▸ **RECORD EXTRACTS**
PR #133, opened 2019-07-29
Updates post title style in editor to match the front-end

laurelfulford:
### All Submissions:

* [x] Have you followed the [Newspack Contributing guideline](https://github.com/Automattic/newspack-theme/blob/master/.github/CONTRIBUTING.md)?
* [x] Does your code follow the [WordPress' coding standards](https://make.wordpress.org/core/handbook/best-practices/coding-standards/) and [VIP Go coding standards](https://vip.wordpress.com/documentation/vip-go/code-review-blockers-warnings-notices/)?
* [x] Have you checked to ensure there aren't other open [Pull Requests](../../pulls) for the same update/change?

### Changes proposed in this Pull Request:

This PR updates the title in the editor to match the front end.

For the pages, this is done simply in the style-editor-base.scss.

For the posts, it's a bit more complicated: there is a `.post-type-post` class on the body in the editor that can be used, but to target the body class, the editor styles have to be enqueued in a different way. 

For the post title, I renamed and reused the existing style-editor-static-front-page.scss file, which also needed to target a body class, and enqueued it on all pages rather than just the static front page. That way it can be used for the post title sizing, as well as any exceptions we run into down the road. 

Post - front end:

image

Page - front-end:

image

Post - editor (before):

image

Post - editor (after):

image

Page - editor (before):

image

Page - editor (after):

image

### How to test the changes in this Pull Request:

1. Apply the PR and run `npm run build`.
2. Compare a page title on the front end to how it's sized in the editor.
3. Compare a post title on the front end to how it's sized in the editor. 

### Other information:

* [x] Have you added an explanation of what your changes do and why you'd like us to include them?

PR #139, opened 2019-07-30
Clean up image block styles

laurelfulford:
### All Submissions:

This PR fixes up and adds some styles for the image blocks, in the editor and on the front-end.

2. Copy-paste [this test data](https://cloudup.com/cT3iW9y49cq) into a post, in the Code Editor view -- it includes images with captions, with no alignment, aligned left, right, centred, wide and full.
3. Do a visual review on the front-end and check for any weirdness.
4. Do a visual review in the editor and check for any weirdness. 
5. Switch templates to the 'Article feature' and do a visual review on the front-end.

**General notes:**

* Wide and full images should only display as such using the 'Article feature'.
* Right-aligned images should only pull out of the content area using the 'Article feature'.
* Left-aligned images should always pull out of the content area to the left, but less so with the default article template.

**Default template - images aligned left and right**
image

**Default template - images aligned wide and full**
image

**Article feature - images aligned left and right:**
image

**Article feature - images aligned wide and full:**
image

### Other information:

### DIFF
--- a/sass/blocks/_blocks.scss
+++ b/sass/blocks/_blocks.scss
@@ -572,7 +572,7 @@
 		}
 
 		figcaption {
-			border-bottom: 1px solid #ccc;
+			border-bottom: 1px solid $color__border;
 			margin: auto;
 			max-width: 780px;
 		}
--- a/sass/blocks/_blocks.scss
+++ b/sass/blocks/_blocks.scss
@@ -539,22 +539,7 @@
 		}
 
 		.aligncenter {
-
-			@include media(tablet) {
-				margin: 0;
-				width: 100%;
-
-				img {
-					margin: 0 auto;
-				}
-			}
-
-			@include media(desktop) {
-
-				img {
-					margin: 0 auto;
-				}
-			}
+			margin: 0 auto;
 		}
 
 		&.alignfull img {
@@ -564,6 +549,10 @@
 
 		&.alignwide {
 			max-width: 100vw;
+		}
+
+		figcaption {
+			border-bottom: 1px solid #ccc;
 		}
 	}
 
--- a/sass/blocks/_blocks.scss
+++ b/sass/blocks/_blocks.scss
@@ -152,6 +152,20 @@
 		padding: 20px 30px;
 	}
 
+	//! Captions
+	.wp-block-audio figcaption,
+	.wp-block-video figcaption,
+	.wp-block-image figcaption,
+	.wp-block-gallery .blocks-gallery-image figcaption,
+	.wp-block-gallery .blocks-gallery-item figcaption {
+		font-family: $font__heading;
+		font-size: $font__size-xs;
+		line-height: $font__line-height-pre;
+		margin: 0;
+		padding: ( $size__spacing-unit * .5 );
+		text-align: center;
+	}
+
 	//! Audio
 	.wp-block-audio {
 
@@ -555,6 +569,8 @@
 
 		figcaption {
 			border-bottom: 1px solid #ccc;
+			margin: auto;
+			max-width: 780px;
 		}
 	}
 
@@ -630,20 +646,6 @@
 		figcaption a {
 			color: #fff;
 		}
-	}
-
-	//! Captions
-	.wp-block-audio figcaption,
-	.wp-block-video figcaption,
-	.wp-block-image figcaption,
-	.wp-block-gallery .blocks-gallery-image figcaption,
-	.wp-block-gallery .blocks-gallery-item figcaption {
-		font-family: $font__heading;
-		font-size: $font__size-xs;
-		line-height: $font__line-height-pre;
-		margin: 0;
-		padding: ( $size__spacing-unit * .5 );
-		text-align: center;
 	}
 
 	//! Separator
--- a/sass/blocks/_blocks.scss
+++ b/sass/blocks/_blocks.scss
@@ -29,6 +29,7 @@
 		width: 100vw;
 	}
 
+	&.wp-block-image .alignleft, // Gah image block, why are you marked up like this??
 	&.alignleft {
 		/*rtl:ignore*/
 		float: left;
@@ -53,6 +54,7 @@
 		}
 	}
 
+	&.wp-block-image .alignright,
 	&.alignright {
 		/*rtl:ignore*/
 		float: right;
@@ -540,6 +542,7 @@
 
 			@include media(tablet) {
 				margin: 0;
+				width: 100%;
 
 				img {
 					margin: 0 auto;
@@ -943,6 +946,7 @@
 .single.post-template-default.has-sidebar {
 	.entry .entry-content > *,
 	.entry .entry-summary > * {
+		&.wp-block-image .alignleft,
 		&.alignleft {
 			margin-left: 0;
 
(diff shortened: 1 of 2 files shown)


laurelfulford:
Made updates to add borders to captions.

sass/style-editor-base.scss
```diff
@@ -329,6 +329,15 @@ figcaption,
 	}
 }
 
+/** === Image === */
+
+.wp-block-image {
```
jeffersonrabb: [Question] Is there any way to adjust Editor styling based on the selected Template? I suspect Full Width image blocks in the default template will be a source of confusion—users will see the full bleed style in the editor and be confused about why the same does not occur in the front end.

sass/blocks/_blocks.scss
```diff
@@ -955,6 +947,7 @@
 				margin-left: #{ -4 * $size__spacing-unit };
 			}
 		}
+		&.wp-block-image .alignright,
```
jeffersonrabb: [Question] Do you think the mismatch of left/right -aligned images in the default template might track as an error? Seems clear you did this intentionally so I'm ready to follow your lead but I just wanted to confirm.

sass/blocks/_blocks.scss
```diff
@@ -563,6 +551,10 @@
 		&.alignwide {
 			max-width: 100vw;
 		}
+
+		figcaption {
```
jeffersonrabb: I like the bottom-border in all but the full-width alignments. Something about the rule stretching from edge to edge bothers me. How would you feel about removing the rule in that alignment, or limiting the caption width?

sass/blocks/_blocks.scss
```diff
@@ -29,6 +29,7 @@
 		width: 100vw;
 	}
 
+	&.wp-block-image .alignleft, // Gah image block, why are you marked up like this??
```
jeffersonrabb: At some widths I get very narrow text columns around the floated alignments. Could we apply a percentage `max-width` to left/right to avoid this?

Screen Shot 2019-07-31 at 12 43 11 PM

sass/blocks/_blocks.scss
```diff
@@ -563,6 +551,10 @@
 		&.alignwide {
 			max-width: 100vw;
 		}
+
+		figcaption {
+			border-bottom: 1px solid #ccc;
```
jeffersonrabb: I found a bunch of `#ccc` in the codebase — good candidate for a sass variable?

sass/style-editor-base.scss
laurelfulford: There isn't a class added based on template automatically, but we might be able to riff on the approach [used for the front page](https://github.com/Automattic/newspack-theme/blob/master/functions.php#L313-L324) and add our own based on template. It's something I can dig into. 

Do you think it will be confusing that those options -- wide and full -- are still there?

laurelfulford: Adding a follow up that it does look like it will be doable, but I'd like to handle it in a separate PR -- #133 clashes a lot with the same files I'll need to edit, and I'm anticipating a mess of conflicts if I do it now. 

Let me know if you think it'll be an issue!

sass/blocks/_blocks.scss
laurelfulford: I included it to create some visual interest, but I was wondering about it being confusing, too -- your initial reaction doesn't sell keeping it to me. 😅 I've removed it in 0a83526, and we can do the same in the editor once we have the ability to differentiate between templates.

sass/style-editor-base.scss
jeffersonrabb: Sounds good, but your point about wide/full both being available options is a good one. Let's discuss this before you get too far into it, but definitely agreed it doesn't belong in this PR.

sass/blocks/_blocks.scss
jeffersonrabb: Another alternative would be to extend the right-aligned blocks just as far to the right. Is that also a viable option or is there a good reason not to go that way?

sass/blocks/_blocks.scss
laurelfulford: I tried adding a max-width to the caption in 29082ae, so it's never wider than the content area width -- can you give that a peek and let me know what you think!

I'm a little worried removing it entirely will look too inconsistent, but I'd be open to it if this also looks weird.

sass/blocks/_blocks.scss
laurelfulford: I've added a max-width in efbbdd2; the one downside is that it was pretty hacky/annoying to pull of in the editor.

sass/blocks/_blocks.scss
laurelfulford: Yeah, it's getting that way! I'll handle that in a separate PR, just to keep this one from getting too muddled.

laurelfulford: Oh, there was already a variable using this colour! Have updated these changes to use `$color__border` in b772c64, and tackled the others in a separate PR.

sass/blocks/_blocks.scss
jeffersonrabb: I don't think we need to worry about parity on this point in the editor.

sass/blocks/_blocks.scss
jeffersonrabb: Personally I think this looks great! I also like that long captions will be constrained to the column width and will break to multiple lines if needed. Super-wide captions beneath full-bleed images look junky IMO. If this change makes you uneasy, though, we could solicit other opinions.

sass/style-editor-base.scss
laurelfulford: > Let's discuss this before you get too far into it, but definitely agreed it doesn't belong in this PR.

Sounds good!

sass/blocks/_blocks.scss
laurelfulford: The issue is the right sidebar 😕 In other themes, we've used JavaScript to check where a sidebar ends and have pulled stuff out only when it was underneath it (Twenty Seventeen is a good example of this, like the right-aligned quote [here](https://twentyseventeendemo.wordpress.com/2017/01/02/welcome-to-our-blog/)), but I'm leery of going that route and having to figure out how to get it working with AMP.

It also has the issue of not previewing nicely in the editor -- there's no way to figure out what will and won't 'pull out' of the content from there. I think just keeping them both within the content width is the safest approach.

sass/blocks/_blocks.scss
laurelfulford: Awesome! I'm good with this approach :) I wanted to avoid creating inconsistencies (some with borders, some without) because that kind of stuff can be read as 'bug'.

> I also like that long captions will be constrained to the column width and will break to multiple lines if needed. 

Excellent point!

sass/blocks/_blocks.scss
laurelfulford: It works _pretty_ closely, but yeah -- I find the editor can be kind of an inconsistent experience for breakpoints, since it's using the whole window, including both editor sidebars. So the content can be displaying at what you'd think was a mobile width, but the browser window is at a tablet -- or even desktop -- breakpoint, so so are the styles.

I was mostly excusing my terrible, terrible CSS 😄

laurelfulford:
Thanks Jeff!

sass/style-editor-base.scss
laurelfulford: I made an issue for this in #147.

▸ **WHAT THE EXERCISE ASKS**
The total is all that is wanted here: please count the lines of the material that contain the word "separate".

▸ **OUTPUT OF THE EXERCISE**
3